Cassazione 3

Suprema Corte di Cassazione

sezione lavoro

ordinanza 16 ottobre 2014, n. 21888

Fatto e diritto

1 – Considerato che è stata depositata relazione del seguente contenuto:
“Con sentenza n. 1554/2010, depositata in data 31 dicembre 2010, la Corte di appello di Catanzaro, in parziale riforma della decisione resa dal Tribunale di Crotone, riconosceva in favore di M.G. l’assegno mensile di invalidità con decorrenza dall’1/1/2008 e cioè dal momento della provata mancanza di occupazione ai sensi della legge n. 244 del 24/12/2007.
Avverso tale sentenza ha proposto ricorso per cassazione l’I.N.P.S. affidato ad un motivo.
M.G. è rimasta solo intimata.
Con l’unico articolato motivo l’I.N.P.S. denuncia violazione e errata applicazione dell’art. 13 della legge n. 118 del 1971 nel testo sostituito dall’art. 1, comma 35, della l. n. 247/2007, dell’art. 2697 cod. civ. in relazione all’art. 360 n. 3 cod. proc. civ.. Si duole del fatto che la Corte territoriale abbia ritenuto che, con l’entrata in vigore della legge n. 247/2007, possa ritenersi superata la necessità di offrire giudizialmente la prova del requisito della mancata occupazione.
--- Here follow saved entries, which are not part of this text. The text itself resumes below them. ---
PR #457, opened 2021-04-12
Fix/modal mobile focus lock

aappoalander:
## Description
This PR introduces fixes for Modal for browsers not properly supporting aria-dialog property. Sibling DOM nodes are now aria-hidden when the modal is open and parent nodes have a role of presentation.

## Related Issue
Previously some browser and screenreader combinations allowed navigating to elements hidden beneath the Modal. This should no longer be possible.

There are some caveats though, an existing issue with iOS and Safari allows screenreader to read number of pages from the main document below the modal. This issue is reproducible with many other library implementation as well and there seems to be no feasible workaround. The bugs have been reported to Apple and Material-UI.

## Motivation and Context
Android and iOS users should be supported as those with Safari and Chrome form the majority of mobile users using a screen reader. Most of the issues (excluding the above mentioned) have now been fixed.

## How Has This Been Tested?
Tested using styleguidist build with Mac OS, Windows, iOS and Android with Chrome, Safari, Edge and Firefox.

## Release notes
- Fixes for Modal Accessibility with mobile devices

### DIFF
--- a/src/core/Modal/Modal/Modal.tsx
+++ b/src/core/Modal/Modal/Modal.tsx
@@ -137,6 +137,31 @@ class BaseModal extends Component<ModalProps> {
     }
   };
 
+  private getNodePrevState = (node: HTMLElement): null | PrevState => {
+    const ariaDisabledPrevState = node.getAttribute('aria-hidden');
+    const rolePrevState = node.getAttribute('role');
+    const prevState: PrevState = {};
+    if (
+      typeof ariaDisabledPrevState === 'string' &&
+      ariaDisabledPrevState.length > 0
+    ) {
+      prevState['aria-hidden'] = ariaDisabledPrevState;
+    }
+    if (typeof rolePrevState === 'string' && rolePrevState.length > 0) {
+      prevState.role = rolePrevState;
+    }
+    return Object.keys(prevState).length > 0 ? prevState : null;
+  };
+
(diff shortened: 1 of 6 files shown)


LJKaski (dismissed):
Seems to work as intended 👍

ketsappi (dismissed):
Tested with iOS VoiceOver and seems to work nicely :)

src/core/Modal/Modal/Modal.tsx
```diff
@@ -137,6 +137,31 @@ class BaseModal extends Component<ModalProps> {
     }
   };
 
+  private getNodePrevState = (node: HTMLElement): null | PrevState => {
+    const ariaDisabledPrevState = node.getAttribute('aria-hidden');
```
LJKaski, line 141: Why is this named ariaDisabledPrevState yet it containts aria-hidden attribute value? Why not make it ariaHiddenPrevState to be explicit?

LJKaski (dismissed):
Works fine for me :)

src/core/Modal/Modal/Modal.tsx
aappoalander: Should not be disabled. Due to original implementation where it covered both aria-hidden and role presentation. Will fix.

aappoalander: Fixed

LJKaski (approved):

ketsappi (approved):

PR #459, opened 2021-04-19
Fix/expander styles and aria support

aappoalander:
## Description
This PR improves Expander accessibility features and fixes minor style issues.

ExpanderGroup now has aria-expanded prop for open/close all button. In addition, ExpanderGroup props now follow the naming conventions.

ExpanderTitleButton no longer supports custom aria attributes explicitly due to those being redundant when used with aria-expanded property. Standard aria props can still be used via toggleButtonProps. 

ExpanderTitle now requires providing a title id for the toggle button to make this variant more accessible for screen readers. With this title variant the toggle button does not contain any title information and could be difficult to understand e.g. when using button navigation mode with a screen reader. By adding the title id as aria-describedby for the toggle button solves this issue.

ExpanderContent height and overflow styles are now fixed and should work better in some contexts.

## Related Issue
Some improvements are based on results from accessibility testing by Avaava while others are based on reports from Suomi.fi services.

## Motivation and Context
Expander and related components had some accessibility and style issues. These changes were necessary to fix the issues.

## How Has This Been Tested?
Tested with MacOS using VoiceOver with Safari, Chrome, Firefox and Edge, with Android using Talkback with Chrome and with iOS using Safari.

## Release notes
- ExpanderGroup
  - **Breaking change:** Rename props OpenAllText, AriaOpenAllText, CloseAllText, AriaCloseAllText => openAllText, ariaOpenAllText, closeAllText, ariaCloseAllText,
  - Add aria-expanded prop for Open/Close all button
- ExpanderTitleButton
  - **Breaking change:** remove ariaOpenText and ariaCloseText props
- ExpanderTitle:
  - **Breaking change:** Add required toggleButtonAriaDescribedBy prop
- ExpanderContent:
  - Fix expander content height and overflow styles

### DIFF
--- a/src/core/Expander/Expander/Expander.md
+++ b/src/core/Expander/Expander/Expander.md
@@ -44,10 +44,10 @@ import {
 } from 'suomifi-ui-components';
 
 <ExpanderGroup
-  OpenAllText="Open all"
-  AriaOpenAllText="Open all expanders"
-  CloseAllText="Close all"
-  AriaCloseAllText="Close all expanders"
+  openAllText="Open all"
+  ariaOpenAllText="Open all expanders"
+  closeAllText="Close all"
+  ariaCloseAllText="Close all expanders"
 >
   <Expander>
     <ExpanderTitleButton>Test expander 1</ExpanderTitleButton>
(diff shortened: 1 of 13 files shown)


src/core/Expander/Expander/Expander.md
```diff
@@ -25,8 +25,11 @@ import {
...
     ariaCloseText="close expander"
+    toggleButtonAriaDescribedBy="checkbox-id"
   >
-    <Checkbox hintText="Checkbox hint text">Checkbox label</Checkbox>
+    <Checkbox hintText="Checkbox hint text" id="checkbox-id">
+      Checkbox label
+    </Checkbox>
   </ExpanderTitle>
   <ExpanderContent>Test expander</ExpanderContent>
 </Expander>;
```
ketsappi, line 35: It seems that both examples using `ExpanderGroup` still uses the old, capitalised, prop names.

aappoalander: Good catch! Damn I hate these md files without proper linter support.

aappoalander: These should be now fixed!

ketsappi (approved):

LJKaski (approved):
Aside from a small aria hickup with NVDA + FF outside of our control looks to be working well 👍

Osserva, al riguardo, che anche dopo la modifica introdotta dall’art. 1, comma 35 L. n. 247 cit., il requisito dell’incollocazione al lavoro si configura quale elemento costitutivo del diritto all’assegno di assistenza per cui era onere dell’interessata allegare e provare il mancato svolgimento di attività lavorativa. In questa prospettiva sottolinea che la dichiarazione sostitutiva che l’interessata era tenuta a presentare annualmente all’I.N.P.S., di non svolgere attività lavorativa, valeva solo a semplificare l’iter procedimentale ed i rapporti tra il cittadino e la Pubblica Amministrazione ma non poteva sortire alcun effetto in ordine alla distribuzione dell’onere probatorio in sede giudiziale.
Il ricorso è manifestamente fondato.
Questa Corte ha affermato che anche dopo la novella introdotta dall’art. 1, comma 35 della L. n. 247 del 2007, il mancato svolgimento di attività lavorativa costituisce elemento costitutivo del diritto all’assegno di assistenza la cui prova, peraltro, non può essere fornita in giudizio mediante mera dichiarazione dell’interessato, anche se rilasciata con le formalità previste dalla legge per le autocertificazioni (Cass. 20 dicembre 2010, n. 25800; id. 11 febbraio 2011, n. 3552; 28 agosto 2013, n. 19833; 3 marzo 2014, n. 4942).
La Corte di appello di Catanzaro non si è attenuta a tale principio in quanto, esclusa la necessità della iscrizione nelle liste del collocamento obbligatorio, non ha svolto alcun accertamento in ordine al requisito del mancato svolgimento di attività lavorativa.
In conclusione, si propone l’accoglimento del ricorso, con cassazione della sentenza impugnata e rinvio della causa ad altro giudice, che farà applicazione dell’indicato principio di diritto, il tutto con ordinanza, ai sensi dell’art. 375 cod. proc. civ., n. 5”.
2 – Questa Corte ritiene che le osservazioni in fatto e le considerazioni e conclusioni in diritto svolte dal relatore siano del tutto condivisibili, siccome coerenti alla consolidata giurisprudenza di legittimità in materia e che ricorra con ogni evidenza il presupposto dell’art. 375, n. 5, cod. proc. civ. per la definizione camerale del processo.
3 – Conseguentemente, il ricorso va accolto e va cassata la sentenza impugnata con rinvio, anche per le spese del presente giudizio di legittimità, alla Corte di appello di Catanzaro, in diversa composizione.

P.Q.M.

LA CORTE accoglie il ricorso; cassa la sentenza impugnata e rinvia, anche per le spese del presente giudizio di legittimità, alla. Corte di appello di Catanzaro, in diversa composizione.